Under Article 67a of the trade repositories section of the proposals (see page 95 of the document, available to download below), the Council refers directly to the need for repositories to use standardised reference data: “With the aim of promoting straight through processing (STP) across the entire transaction flow, trade repositories shall use or accommodate in their systems, in their communication procedures with participants and with the market infrastructures they interface with, the relevant international communication procedures and standards for messaging and reference data.” One can therefore expect much more discussion about reference data standards to be on the cards for next year, as national regulators and repositories strive to determine what the “relevant” standards constitute.

The proposals also indicate that the EU Council believes it is important that a “uniform OTC derivatives data reporting requirement is established at Union level”. To this end, the new European Securities and Markets Authority (ESMA), as the pan-European successor to the Committee of European Securities Regulators (CESR), will be given powers to fine firms that are found to be breaching the requirements of trade reporting by not providing “complete and correct” information to repositories or the regulator. ESMA will also be able to conduct on site inspections and investigations in order to determine where the breaches are occurring. Firms can therefore expect much more scrutiny of their data quality practices in a hands on fashion, with potential fines and reputational risk in the wings.

The focus is on ensuring data is not duplicated within repositories and positions are only reported once, hence the penalties, which are to be set by national regulators, must be “effective, proportionate and dissuasive”. The Council also notes that in order to function effectively, the trade repositories must be subject to “strict recordkeeping and data management requirements” themselves; data quality is high on the regulatory agenda within its own walls, as well as within financial institutions.

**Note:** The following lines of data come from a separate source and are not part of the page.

PR #24487, opened 2023-09-20
[new release] trace (2 packages) (0.4)

c-cube:
A stub for tracing/observability, agnostic in how data is collected

- Project page: <a href="https://github.com/c-cube/ocaml-trace">https://github.com/c-cube/ocaml-trace</a>

##### CHANGES:

- add `?data` to `counter_int` and `counter_float`
- add `float` to user data
- add `add_data_to_current_span` and `add_data_to_manual_span`
- make `explicit_span.meta` mutable
- trace-tef: write to `trace.json` if env variable `TRACE` is either 1 or true
- trace-tef: emit function name, if provided, as a metadata key/value pair
- re-export trace.core in trace

- perf: in trace-tef, use broadcast instead of signal in the job queue

### DIFF
--- a/packages/trace-tef/trace-tef.0.4/opam
+++ b/packages/trace-tef/trace-tef.0.4/opam
@@ -1,0 +1,43 @@
+opam-version: "2.0"
+synopsis:
+  "A simple backend for trace, emitting Catapult/TEF JSON into a file"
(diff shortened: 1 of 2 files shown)


mseri:
Thanks

c-cube:
Thank you! :)

PR #24493, opened 2023-09-21
goblint-cil build patch to detect more recent gcc

raphael-proust:
addressing https://github.com/ocaml/opam-repository/pull/24423#issuecomment-1727804077


raphael-proust:
@sim642 The patch seems to work: gcc is correctly found on macos. There are now different errors.

- Is it ok to merge with these errors? (Do you want to mark the package a unavailable on some platforms because the errors indicate that the software is not correct there? Do you think those errors are ok?)
- If you want to copy the error logs you should do so before the PR is merged.

sim642:
I've copied the logs into upstream issues to look into. I think oraclelinux-9 and freebsd are both new for opam CI, so there might be something up with that because all the tests fail.

mseri:
`oraclelinux` should disappear soon while `freebsd` is here to stay :)

mseri:
Thanks

PR #24503, opened 2023-09-22
update not-ocamlfind (0.12): change build to avoid freebsd-specific build error

chetmurthy:
on Freebsd somehow the timestamps can get messed-up, causing a part of the build that should not run, to run anyway.  So I disabled that part of the build.


mseri:
Thanks

PR #24506, opened 2023-09-22
Add bounds for removed dune ctypes 0.1 extension

emillon:
The ctypes extension in Dune is documented as experimental (and has
version 0.x) so is not subject to the same compatibility as the rest of
Dune.

Dune 3.11.0 removed versions 0.1 and 0.2 of this extension, so packages
using it need to build with `dune < 3.11`.

Affected packages need to migrate to version 0.3. This should be just a
matter of changing the version of the extension in `dune-project`, but:
- it requires `(lang dune 3.7)`
- if C code refers to local include paths, these are now relative to the
  where the stanza is located. This avoids the need to specify paths
  twice. See ocaml/dune#6883.


emillon:
cc:

- @bobot (colibrics colibrilib flint)
- @pukkamustard (monocypher)
- @raphael-proust (tezos packages)

emillon:
I'll wait until this merged to submit the 3.11.0 run.

mseri:
Thanks

PR #24508, opened 2023-09-22
Package ocsigenserver.5.1.0

balat:
### `ocsigenserver.5.1.0`
A full-featured and extensible Web server
Ocsigen Server implements most features of the HTTP protocol, and has a very powerful extension mechanism that makes it very easy to plug your own OCaml modules for generating pages. Many extensions are already implemented, like a reverse proxy, content compression, access control, authentication, etc.

---
* Homepage: http://ocsigen.org/ocsigenserver/
* Source repo: git+https://github.com/ocsigen/ocsigenserver.git
* Bug tracker: https://github.com/ocsigen/ocsigenserver/issues/

---

### DIFF
--- a/packages/ocsigenserver/ocsigenserver.5.1.0/opam
+++ b/packages/ocsigenserver/ocsigenserver.5.1.0/opam
@@ -55,7 +55,7 @@ depends: [
   "re" {>= "1.11.0"}
   "cryptokit"
   "ipaddr" {>= "2.1"}
-  "cohttp-lwt-unix" {>= "5.0.0"}
+  "cohttp-lwt-unix" {>= "5.0.0" & < "6.0.0~"}
   "conduit-lwt-unix" {>= "2.0.0"}
   "hmap"
   "xml-light"
--- a/packages/ocsigenserver/ocsigenserver.5.1.0/opam
+++ b/packages/ocsigenserver/ocsigenserver.5.1.0/opam
@@ -1,0 +1,75 @@
+opam-version: "2.0"
+maintainer: "dev@ocsigen.org"
+synopsis: "A full-featured and extensible Web server"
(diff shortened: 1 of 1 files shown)


tmcgilchrist:
Looks like this is missing a dependency on Pcre library or the downstream packages like Eliom are missing that dependency. 
Perhaps things have changed since https://github.com/ocaml/opam-repository/pull/20902 which added Eliom.10.0.0?

glondu:
One feature of the new release is to drop the dependency on pcre!

I've opened a PR on eliom: https://github.com/ocsigen/eliom/pull/764. But CI fails because ocsigenserver.5.1.0 is missing in opam...

Meanwhile, maybe the simplest thing to do is to add depend/conflict relationships so that eliom.10.0.0 cannot be installed with ocsigenserver.5.1.0?

mseri:
Indeed, with the upper bounds it is all green

packages/ocsigenserver/ocsigenserver.5.1.0/opam
```diff
@@ -0,0 +1,75 @@
...
+  "react"
+  "ssl" {>= "0.5.8"}
+  "lwt" {>= "3.0.0"}
+  "lwt_ssl"
+  "lwt_react"
+  "lwt_log"
+  "re" {>= "1.11.0"}
+  "cryptokit"
+  "ipaddr" {>= "2.1"}
+  "cohttp-lwt-unix" {>= "5.0.0"}
```
mseri, line 58:
```suggestion
  "cohttp-lwt-unix" {>= "5.0.0" & < "6.0.0~"}
```
Do you know if this is compatible with the new cohttp alphas? If not, I suggest to add this bound alraedy

mseri:
Thanks

balat:
> Thanks 

Thank you!

PR #24313, opened 2023-08-25
5 packages from c-cube/qcheck

jmid:
This pull-request concerns:
-`ppx_deriving_qcheck.0.4.1`: PPX Deriver for QCheck
-`qcheck.0.21.2`: Compatibility package for qcheck
-`qcheck-alcotest.0.21.2`: Alcotest backend for qcheck
-`qcheck-core.0.21.2`: Core qcheck library
-`qcheck-ounit.0.21.2`: OUnit backend for qcheck

---
* Homepage: https://github.com/c-cube/qcheck/

---
:camel: Pull-request generated by opam-publish v2.1.0

PR #23805, opened 2023-05-19
4 packages from c-cube/qcheck at 0.21.1

jmid:
This pull-request concerns:
-`qcheck.0.21.1`: Compatibility package for qcheck
-`qcheck-alcotest.0.21.1`: Alcotest backend for qcheck
-`qcheck-core.0.21.1`: Core qcheck library
-`qcheck-ounit.0.21.1`: OUnit backend for qcheck

---
* Homepage: https://github.com/c-cube/qcheck/
* Source repo: git+https://github.com/c-cube/qcheck.git
* Bug tracker: https://github.com/c-cube/qcheck/issues

---
:camel: Pull-request generated by opam-publish v2.1.0

PR #23741, opened 2023-05-02
5 packages from c-cube/qcheck

jmid:
This pull-request concerns:
-`ppx_deriving_qcheck.0.4.0`: PPX Deriver for QCheck
-`qcheck.0.21`: Compatibility package for qcheck
-`qcheck-alcotest.0.21`: Alcotest backend for qcheck
-`qcheck-core.0.21`: Core qcheck library
-`qcheck-ounit.0.21`: OUnit backend for qcheck

---
* Homepage: https://github.com/c-cube/qcheck/

---
:camel: Pull-request generated by opam-publish v2.1.0

PR #24540, opened 2023-09-28
Patch prbnmcn-stats 0.0.2 and 0.0.3 tests

jmid:
`prbnmcn-stats.0.0.2` and `0.0.3` contain a 'convergence test' which fails on OCaml 5.
The failure triggers whenever I roll a new release of QCheck, on which `prbnmcn-stats` depends, and thus adds needless noise. See, e.g., these 3 most recent occurrences: https://github.com/ocaml/opam-repository/pull/24313 https://github.com/ocaml/opam-repository/pull/23805 https://github.com/ocaml/opam-repository/pull/23741

The test failure does not trigger on OCaml 4 - with 4.12 being the lower bound in the opam file.
This PR therefore contains a small patch to disable the failing test on OCaml 5+.
A cruder fix would be to disable all tests on OCaml 5+.


jmid:
I suppose an even cruder fix would be to disable these two versions on OCaml 5+... :slightly_smiling_face:

mseri:
Thanks. Yes, we could have just disabled them, but the fix is so small... why not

There are also direct references within the proposals to strengthening the current arrangements for data sharing amongst regulators, including tax authorities and other “relevant” bodies, due to the increase in cross border activity. This activity will therefore be overseen by ESMA: “In view of the fact that surveillance of trade repositories does not have any fiscal implications and that many authorities across member states will need access to the data maintained by trade repositories, ESMA should assume responsibility for the registration, withdrawal and surveillance of trade repositories.” Not only will it have powers to fine firms, it will also have the ability to take repositories out of the running.